= Gilbert Trausch =

Luxembourgish historian

Gilbert Trausch (20 September 1931 - 3 June 2018) was a Luxembourgish historian. He and other colleagues of the post-World War II generation of Luxembourg historians, such as Paul Margue, brought a new concern for Luxembourg's international relations to their study of its history.

==Biography==
Trausch came from a Catholic middle-class family background. His father was an engineer in the steel firm Hadir. Gilbert Trausch attended the Lycée de garçons Luxembourg, where he was influenced by Tony Bourg, and finished school in 1950. Following this, he studied history at the Sorbonne and at Exeter.

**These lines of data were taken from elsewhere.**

PR #869, opened 2023-05-10
Add cosine for diskann

hhy3:
There is no significant difference in performance.
fuck

### DIFF
--- a/thirdparty/DiskANN/include/diskann/utils.h
+++ b/thirdparty/DiskANN/include/diskann/utils.h
@@ -768,6 +768,78 @@ namespace diskann {
     return max_norm;
   }
 
+  template<typename T>
+  std::vector<float> prepare_base_for_cosine(const std::string in_file,
+                                        const std::string out_file) {
+    LOG_KNOWHERE_DEBUG_
+        << "Pre-processing base file by normalizing";
+    std::ifstream in_reader(in_file.c_str(), std::ios::binary);
+    std::ofstream out_writer(out_file.c_str(), std::ios::binary);
+    _u64          npts, in_dims, out_dims;
+
+    _u32 npts32, dims32;
+    in_reader.read((char*) &npts32, sizeof(uint32_t));
+    in_reader.read((char*) &dims32, sizeof(uint32_t));
+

In 1956, he then taught French and History at the Lycée de garçons, the same secondary school as Margue, and later received the title of professeur in 1959. In 1963, he became a Membre correspondant and in 1964 a Membre effectif of the Historical Section of the Grand Ducal Institute.

From 1968 to 1995 he was a professor at the Centre universitaire du Luxembourg, and was its director from 1984 to 1990. From 1972 to 1984 he was also the director of the National Library.

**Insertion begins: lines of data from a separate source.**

PR #873, opened 2023-05-12
Replace LoadConfig with Config

yah01:
/kind improvement

### DIFF
--- a/include/knowhere/config.h
+++ b/include/knowhere/config.h
@@ -56,11 +56,12 @@ template <typename T>
 struct Entry {};
 
 enum PARAM_TYPE {
-    TRAIN = 0x1,
-    SEARCH = 0x2,
-    RANGE_SEARCH = 0x4,
-    FEDER = 0x8,
-    DESERIALIZE = 0x10,
+    TRAIN = 1 << 0,
+    SEARCH = 1 << 1,
+    RANGE_SEARCH = 1 << 2,
+    FEDER = 1 << 3,
+    DESERIALIZE = 1 << 4,
+    DESERIALIZE_FROM_FILE = 1 << 5,
 };
 
 template <>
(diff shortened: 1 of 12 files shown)


include/knowhere/config.h
```diff
@@ -222,11 +224,15 @@ class EntryAccess {
...
+        entry->type |= PARAM_TYPE::LOAD;
+        return *this;
+    }
+
     EntryAccess&
     for_all() {
-        entry->type |= PARAM_TYPE::TRAIN;
-        entry->type |= PARAM_TYPE::SEARCH;
-        entry->type |= PARAM_TYPE::RANGE_SEARCH;
+        entry->type |= PARAM_TYPE::ALL;
```
liliu-z, line 235: 1. I know the naming is confusing, but looks like this `for_all` is only for `train`, `search` and `range search`, not for `feder`. So this change will mess it up.
2. Considering the forward compatibility, let's don't add a enum `ALL` here, or it is easy to trap the following modifier. For instance, I am about to adding one enum for deserialization, and without noticing there is an `ALL`, it is easy to make a mistake.

include/knowhere/config.h
```diff
@@ -56,10 +56,12 @@ template <typename T>
...
 enum PARAM_TYPE {
-    TRAIN = 0x1,
-    SEARCH = 0x2,
-    RANGE_SEARCH = 0x4,
-    FEDER = 0x8,
+    TRAIN = 1 << 0,
+    SEARCH = 1 << 1,
+    RANGE_SEARCH = 1 << 2,
+    FEDER = 1 << 3,
+    LOAD = 1 << 4,
```
liliu-z, line 63: Let's follow the API name, do DESERIALIZE_FROM_FILE

liliu-z (changes requested):

PR #874, opened 2023-05-12
Update index BinarySet key name to be compatible with knowhere-1.x

cydrain:


src/index/flat/flat.cc
```diff
@@ -265,10 +265,12 @@ class FlatIndexNode : public IndexNode {
             }
             std::shared_ptr<uint8_t[]> data(writer.data_);
             if constexpr (std::is_same<T, faiss::IndexFlat>::value) {
-                binset.Append("FLAT", data, writer.rp);
+                // use "IVF" to be compatible with knowhere-1.x
+                binset.Append("IVF", data, writer.rp);
```
liliu-z, line 269: For backward compatibility we can support both `FLAT` and `IVF` as Flat Index for `Deserialization` and only support `FLAT` for Serialization

liliu-z (changes requested):

src/index/flat/flat.cc
cydrain: updated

He was also a professor at the University of Liège. In 1982 he became the Luxembourgish representative at the European Commission's Liaison group of professors of contemporary history. He also taught at the College of Europe in Bruges. His speciality was modern and contemporary history of Luxembourg, and the functioning of the state, politics and society of Luxembourg.

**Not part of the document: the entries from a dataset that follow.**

PR #875, opened 2023-05-12
optimize gpu bitset filter

Presburger:
issue: #852

### DIFF
--- a/src/index/ivf_raft/ivf_raft.cuh
+++ b/src/index/ivf_raft/ivf_raft.cuh
@@ -45,42 +45,86 @@
 namespace knowhere {
 
 __global__ void
-filter(const int k1, const int k2, const int nq, const uint8_t* bs, int64_t* ids_before, float* dis_before,
-       int64_t* ids, float* dis) {
+filter(const uint8_t* bs, const int64_t* ids_before, int32_t* ids_block, int len) {
+    int tx = blockIdx.x * blockDim.x + threadIdx.x;
+    if (tx >= len)
+        return;
+    __shared__ int64_t ids_before_s[1024];
+    __shared__ int32_t ids_block_s[1024];
+
+    ids_before_s[threadIdx.x] = ids_before[tx];
+    int64_t i = ids_before_s[threadIdx.x];
+    ids_block_s[threadIdx.x] = 1 - (bs[i >> 3] && (0x1 << (i & 0x7)));
+    ids_block[tx] = ids_block_s[threadIdx.x];
+}
+
+__global__ void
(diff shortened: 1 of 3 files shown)


src/index/ivf_raft/ivf_raft.cuh
```diff
@@ -517,9 +570,17 @@ class RaftIvfIndexNode : public IndexNode {
...
+                        auto ids_block = raft::make_device_vector<int32_t, std::int64_t>(*res_, rows * k2);
+                        filter<<<(rows * k2 + 1023) / 1024, 1024, 0, stream.value()>>>(
+                            bs_gpu.data_handle(), ids_gpu_before.data_handle(), ids_block.data_handle(), rows * k2);
+                        auto pre_ids_block = raft::make_device_vector<int32_t, std::int64_t>(*res_, rows * k2);
+                        RAFT_CUDA_TRY(cudaMemcpyAsync(pre_ids_block.data_handle(), ids_block.data_handle(),
+                                                      rows * k2 * sizeof(int32_t), cudaMemcpyDefault, stream.value()));
+                        prescan<<<dim3(1, rows), k2 / 2, sizeof(int32_t) * k2, stream.value()>>>(
+                            pre_ids_block.data_handle(), ids_block.data_handle(), k2);
+                        write_back<<<dim3(1, rows), k1, sizeof(int32_t) * k2, stream.value()>>>(
+                            pre_ids_block.data_handle(), ids_gpu_before.data_handle(), dis_gpu_before.data_handle(),
```
foxspy, line 582: k1 should be limited because threads number could not exceed 1024 for Cuda. Explicitly check this param in config if necessary.

src/index/ivf_raft/ivf_raft.cuh
```diff
@@ -45,42 +45,86 @@
...
+            left = mid + 1;
+        }
+    }
+    if (left < k2) {
+        ids_after[ty * k1 + tx] = ids_before[ty * k2 + left];
+        dis_after[ty * k1 + tx] = dis_before[ty * k2 + left];
+    } else {
+        ids_after[ty * k1 + tx] = -1;
+        dis_after[ty * k1 + tx] = 1.0f / 0.0f;
+        ids_before[0] = -1;  // destory old ans;
```
foxspy, line 126: In my opinion, a better way is just scan k2 data and write back into k1 result. This way use k1 result to find data from k2 data, which may cause bad performance when bitset is dense.

Presburger: Good Advise.

foxspy (approved):
/lgtm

Gilbert Trausch played a prominent role in the celebrations of the 150th anniversary of Luxembourgish independence in 1989, as the head of the commission organising the celebrations. At the official celebration on 18 April 1989, he was the only one to speak alongside Jacques Santer and Javier Pérez de Cuéllar.

In 1990 he became the director of the Centre de Recherches européennes Robert Schuman.

In 2005 Trausch campaigned for a Yes vote in the Luxembourgish referendum on the European Constitution.

Later, he was associated with the Centre Universitaire du Luxembourg and the National Library of Luxembourg, and was a professor at the College of Europe.

==Partial publication list==

=== Monographs ===
- Trausch, Gilbert. Le Luxembourg à l'époque contemporaine, du partage de 1839 à nos jours. Luxembourg: Editions Bourg-Bourger, 1975.
- Trausch, Gilbert. Le Luxembourg sous l'Ancien Régime. Luxembourg: Bourg-Bourger, 1977.
- Trausch, Gilbert. Joseph Bech, un homme dans son siècle: cinquante années d'histoire luxembourgeoise (1914-1964). Luxembourg, 1978.
- Trausch, Gilbert. Histoire du Luxembourg. Paris: Hatier, 1992.
- Trausch, Gilbert. Histoire du Luxembourg: le destin européen d'un petit pays. Toulouse: Privat, 2003.

=== Articles ===
- Trausch, Gilbert. "Du nouveau sur le ‘Kleppelkrich’: Les soulèvements paysans de 1798 dans la région de Neufchâteau et leurs répercussions dans le Département des Forêts." In: Publications de la Section historique de l'Institut grand-ducal de Luxembourg, 63-135. LXXIX. Luxembourg, 1962.
- Trausch, Gilbert. 1974. "Contributions à l'histoire sociale de la question du Luxembourg. 1914-1922." Hémecht (1): 5-118.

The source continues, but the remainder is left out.